### TASK REQUIREMENTS
Out of the data below, copy every line with the string "need".

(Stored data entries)
Issue #2496, opened 2025-01-20
Add `is_reverted` to each call in traces


kkovaacs:
> As of Starknet v0.13.4, contracts can errors in called contracts (the entire transaction is not necessarily reverted). This means that we now need the execution status at the inner-call level to distinguish failed calls from successful ones.

Upstream change: https://github.com/starkware-libs/starknet-specs/pull/266

PR #2500, opened 2025-01-20
feat(rpc/trace): add `is_reverted` flag to `FUNCTION_INVOCATION`

kkovaacs:
Starting from Starknet 0.13.4 panics in calls can be caught and handled by callers, so failure in an individual call does not cause the transaction to fail (and revert) immediately.

To be able to find out which calls have failed an update to the 0.8 OpenRPC spec now requires the `is_reverted` flag for function invocations.

Closes: #2496

### DIFF
--- a/crates/rpc/src/method/trace_block_transactions.rs
+++ b/crates/rpc/src/method/trace_block_transactions.rs
@@ -493,6 +493,9 @@ fn map_gateway_function_invocation(
             l1_gas: gas_consumed.l1_gas,
             l2_gas: gas_consumed.l2_gas.unwrap_or_default(),
         },
+        // Pre-0.13.4 failures in individual calls are not possible -- the whole TX is reverted in
+        // that case.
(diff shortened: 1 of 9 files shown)


crates/rpc/src/method/trace_block_transactions.rs
```diff
@@ -493,6 +493,9 @@ fn map_gateway_function_invocation(
             l1_gas: gas_consumed.l1_gas,
             l2_gas: gas_consumed.l2_gas.unwrap_or_default(),
         },
+        // Pre-0.13.4 failures in individual calls are not possible -- the whole TX is reverted in
+        // that case.
+        is_reverted: false,
```
CHr15F0x, line 498: I'm not sure if I get this right but shouldn't there be a TODO here to manage 0.14.0 (ie. the gateway will provide this field)?

CHr15F0x (approved):

PR #2505, opened 2025-01-21
Expose class hashing functionality

### LINKED ISSUE #2466: feat: Expose private class hashing functionality
Recently, a request was [brought up](https://github.com/eqlabs/pathfinder/pull/2465) for having our hashing functionality publicly accessible.

Goal is to expose this functionality in a way where it is:
- Publicly accessible _(published on crates.io)_
- Future-proof _(versioned)_
- Ergonomic for 3rd-party use _(public API with proper docs)_

**See also:**
#2465

t00ts:
This PR exposes the [requested](https://github.com/eqlabs/pathfinder/pull/2465) class hash functionality in the simplest way possible *

- Moves the class hashing functionality from `starknet-gateway-types` to a publicly accessible crate.
- Adds a CI job to publish dependent crates (`crypto`, `common`, `serde`) and the new class hash crate itself `class-hash` to crates.io on every pathfinder release.

Closes #2466 

\* Ideally our `common` crate should be refactored to expose a more organized API/types with cleaner docs. I attempted this a couple times but our macros make it hard to organize types based on their domain/concerns. It's still a WIP, but didn't want to drag this further, so I'll continue some other time.

### DIFF
--- a/crates/class-hash/src/lib.rs
+++ b/crates/class-hash/src/lib.rs
@@ -1,3 +1,61 @@
+//! Class hash computation for Cairo and Sierra contracts.
+//!
+//! This crate provides functionality to compute class hashes for both Cairo 0.x
+//! and Sierra (Cairo 1.x+) contracts in the Starknet ecosystem. The class hash
+//! is a unique identifier for a contract's code that is used throughout the
+//! Starknet protocol.
+//!
+//! # Class Hash Types
+//!
+//! There are two main types of class hashes:
+//!
+//! * Cairo 0.x class hashes - Computed for legacy Cairo contracts
+//! * Sierra class hashes - Computed for newer Cairo 1.x+ contracts using the
+//!   Sierra intermediate representation
+//!
+//! # Main Components
+//!
+//! * [`compute_class_hash`] - The main entry point for computing class hashes
+//!   for both Cairo and Sierra contracts
+//! * [`ComputedClassHash`] - An enum representing the computed hash for either
+//!   contract type
+//! * [`PreparedCairoContractDefinition`] - A prepared Cairo contract definition
+//!   ready for hashing
+//! * [`RawCairoContractDefinition`] - An unprepared Cairo contract definition
+//!
+//! # Implementation Details
+//!
+//! ## Cairo Class Hash
+//!
+//! The Cairo class hash computation follows these steps:
+//!
+//! 1. The contract definition is prepared by removing debug info and handling
+//!    special cases for Cairo 0.8+ attributes
+//! 2. The prepared definition is serialized to JSON with Python-compatible
+//!    formatting
+//! 3. A truncated Keccak hash is computed from the serialized JSON
+//! 4. Entry points, builtins, and bytecode are processed through hash chains
+//! 5. The final class hash is computed by combining all components
+//!
+//! ## Sierra Class Hash
+//!
+//! The Sierra class hash computation is simpler:
+//!
+//! 1. The contract version is validated
+//! 2. Entry points are processed in order
+//! 3. The ABI string is hashed
+//! 4. The Sierra program is hashed
+//! 5. All components are combined into the final hash
+//!
+//! # Compatibility
+//!
+//! This crate maintains compatibility with the official Starknet implementation
+//! and includes extensive test vectors to ensure hash computation matches the
+//! network's expectations.
+//!
+//! See the [official Starknet documentation](https://docs.starknet.io/documentation/architecture_and_concepts/Contracts/class-hash/)
+//! for more details on class hash computation.
+
 use anyhow::{Context, Error, Result};
 use pathfinder_common::class_definition::EntryPointType::*;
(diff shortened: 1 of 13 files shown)


crates/class-hash/src/lib.rs
```diff
@@ -138,9 +171,95 @@ pub mod from_parts {
...
+        .try_fold(HashChain::default(), update_hash_chain)
+        .context("Failed to process contract_definition.program.data")?;
+
+    outer.update(bytecodes.finalize());
+
+    Ok(ClassHash(outer.finalize()))
+}
+
+/// Prepare a Cairo contract definition to be compatible with the hinted class
+/// hash
```
CHr15F0x, line 259: I'm not sure any user would know what a hinted class is.

t00ts: Ironically, this is exactly the method the guys at SNOS need 😂

CHr15F0x (approved):
LGTM :+1: 

I really like the docs :mechanical_arm:

.github/workflows/publish-crates.yml
```diff
@@ -0,0 +1,80 @@
...
+          VERSION=${{ inputs.version }}
+          # Update version in each Cargo.toml
+          for crate in common crypto serde class-hash; do
+            # Update the package version
+            sed -i "s/^version = \".*\"/version = \"$VERSION\"/" "crates/$crate/Cargo.toml"
+            # Also update any internal dependencies to use the same version
+            sed -i "s/{ path = \"..\/common\" }/{ version = \"$VERSION\" }/" "crates/$crate/Cargo.toml"
+            sed -i "s/{ path = \"..\/crypto\" }/{ version = \"$VERSION\" }/" "crates/$crate/Cargo.toml"
+            sed -i "s/{ path = \"..\/serde\" }/{ version = \"$VERSION\" }/" "crates/$crate/Cargo.toml"
+          done
```
kkovaacs, line 33: I'm not sure this is good practice. In general, this would lead to the published versions to be different compared to what we have in git.

Can't we just verify this instead of changing stuff in Cargo.toml files? Although by the time this runs it's already fairly late, we should just make sure that the release action fails completely in case publishing the crates fails.

.github/workflows/publish-crates.yml
```diff
@@ -0,0 +1,80 @@
...
+
+      - uses: dtolnay/rust-toolchain@stable
+
+      # Verify all crates build and test before publishing
+      - name: Verify crates
+        run: |
+          cargo test -p pathfinder-crypto
+          cargo test -p pathfinder-common
+          cargo test -p pathfinder-serde
+          cargo test -p pathfinder-class-hash
```
kkovaacs, line 43: You can specify multiple packages for a single `cargo test` invocation:

```
cargo test -p pathfinder-crypto -p pathfinder-common -p pathfinder-serde -p pathfinder-class-hash
```

In addition I'd add at least a `timeout 5m` to each of these just to make sure we avoid issues.

We should also test if `cargo doc` works properly.

.github/workflows/publish-crates.yml
```diff
@@ -0,0 +1,80 @@
...
+          # Publish common which depends on crypto
+          publish_with_retry pathfinder-common
+          sleep 30
+          
+          # Publish serde which depends on common and crypto
+          publish_with_retry pathfinder-serde
+          sleep 30
+          
+          # Finally publish class-hash which depends on common, crypto and serde
+          publish_with_retry pathfinder-class-hash
```
kkovaacs, line 80: Can't we just publish all packages with a single `cargo publish` command?

.github/workflows/release.yml
```diff
@@ -47,3 +47,18 @@ jobs:
...
+        steps:
+            - name: Extract version from tag
+              id: version
+              run: |
+                VERSION=${GITHUB_REF#refs/tags/v}
+                echo "version=$VERSION" >> $GITHUB_OUTPUT
+
+            - uses: ./.github/workflows/publish-crates.yml
+              with:
+                  version: ${{ steps.version.outputs.version }}
```
kkovaacs, line 64: Once we publish these crates we can't really update them, right? If so, then this "publish crates" job should be executed only when we publish the actual release on GitHub?

Otherwise it's possible that:

- we tag a new release in git
- this workflow creates the draft release and builds binary assets, then goes on to publish the crates
- the Docker build however fails and we won't be able to fix it _properly_ because these crates can't be re-published

So I this step should only be done after we've actually published the release in a separate workflow triggered by a new release being published:

```yaml
on:
  release:
    types: [published]
```

.github/workflows/publish-crates.yml
t00ts: Tracking this in a new issue: #2509

.github/workflows/release.yml
t00ts: Tracking this in a new issue: #2509

.github/workflows/publish-crates.yml
t00ts: Tracking this in a new issue: #2509

Issue #2439, opened 2024-12-06
Optimize running event filter build time


sistemd:
During startup, it takes about 20 seconds on mainnet to rebuild the running event filter in the worst case. There's a way to improve this situation by storing the running event filter in the DB on shutdown, as part of our graceful shutdown process. On startup, we can load the running event filter from the DB and check if its block range is valid (i.e. does it span from the last stored aggregate bloom filter to the latest stored block). If it is, then we can use the loaded running event filter and we don't have to build it from scratch. The end result is that during normal operation there would be no additional startup costs, and only in the case of crashes or power outages does the running event filter have to be rebuilt from scratch.

PR #2513, opened 2025-01-23
feat(bloom): store local DB state on shutdown

sistemd:
Closes https://github.com/eqlabs/pathfinder/issues/2439.


kkovaacs (approved):

kkovaacs:
A small, unrelated comment: as far as I understand we don't use the reorg counter anymore -- maybe we should just remove that table along with the related code in storage?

### TASK ANSWER
> As of Starknet v0.13.4, contracts can errors in called contracts (the entire transaction is not necessarily reverted). This means that we now need the execution status at the inner-call level to distinguish failed calls from successful ones.
t00ts: Ironically, this is exactly the method the guys at SNOS need 😂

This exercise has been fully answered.